[Data entries]

=== Begin Enclosure ===

PR #14354, opened 2024-03-31
runtime(yaml): improve syntax highlighting for YAML

itchyny:
This PR fixes various known issues of YAML syntax highlighting.

- Recognize block scalar style to avoid unexpected highlighting by `yamlFlowString` (fix #11517)
- Improve performance of `yamlFlowMappingKey` by allowing execution by the NFA engine (fix #10730)
  - It was intentionally disabled before patterns were optimized by `s:SimplifyToAssumeAllPrintable`.
- Fix detection of flow style mapping indicators (fix #8234).
- Enable highlighting of explicit mapping value indicators and node properties in flow style.

PR #15312, opened 2024-07-20
Remove orphaned YAML dump files

itchyny:
These dump files are unintentionally committed to the repository in #14354. These files should be just removed.


chrisbra:
thanks!

PR #15313, opened 2024-07-20
runtime(yaml): Fix flow mapping key detection

### LINKED ISSUE #15196: YAML syntax issue: everything before the last colon in a line seems to be treated as a key
### Steps to reproduce

To open a yaml file with the example content, the `value:` seems to be highlighted:

```yaml
some_key: value:value
some_list:
- value:value
```

[](url)

### Expected behaviour

To not highlight values containing colons.

### Version of Vim

9.1

### Environment

OS: Manjaro Linux
Terminal: Konsole 24.05.1
Shell: bash 5.2.26

### Logs and stack traces

_No response_

itchyny:
This change fixes #15196.


chrisbra:
thanks!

=== End Enclosure ===

• _TASK ITEM_: Restate verbatim all lines from the start of the data through the line containing "- Fix detection", with both ends kept.

• _YOUR RESPONSE_:
PR #14354, opened 2024-03-31
runtime(yaml): improve syntax highlighting for YAML

itchyny:
This PR fixes various known issues of YAML syntax highlighting.

- Recognize block scalar style to avoid unexpected highlighting by `yamlFlowString` (fix #11517)
- Improve performance of `yamlFlowMappingKey` by allowing execution by the NFA engine (fix #10730)
  - It was intentionally disabled before patterns were optimized by `s:SimplifyToAssumeAllPrintable`.
- Fix detection of flow style mapping indicators (fix #8234).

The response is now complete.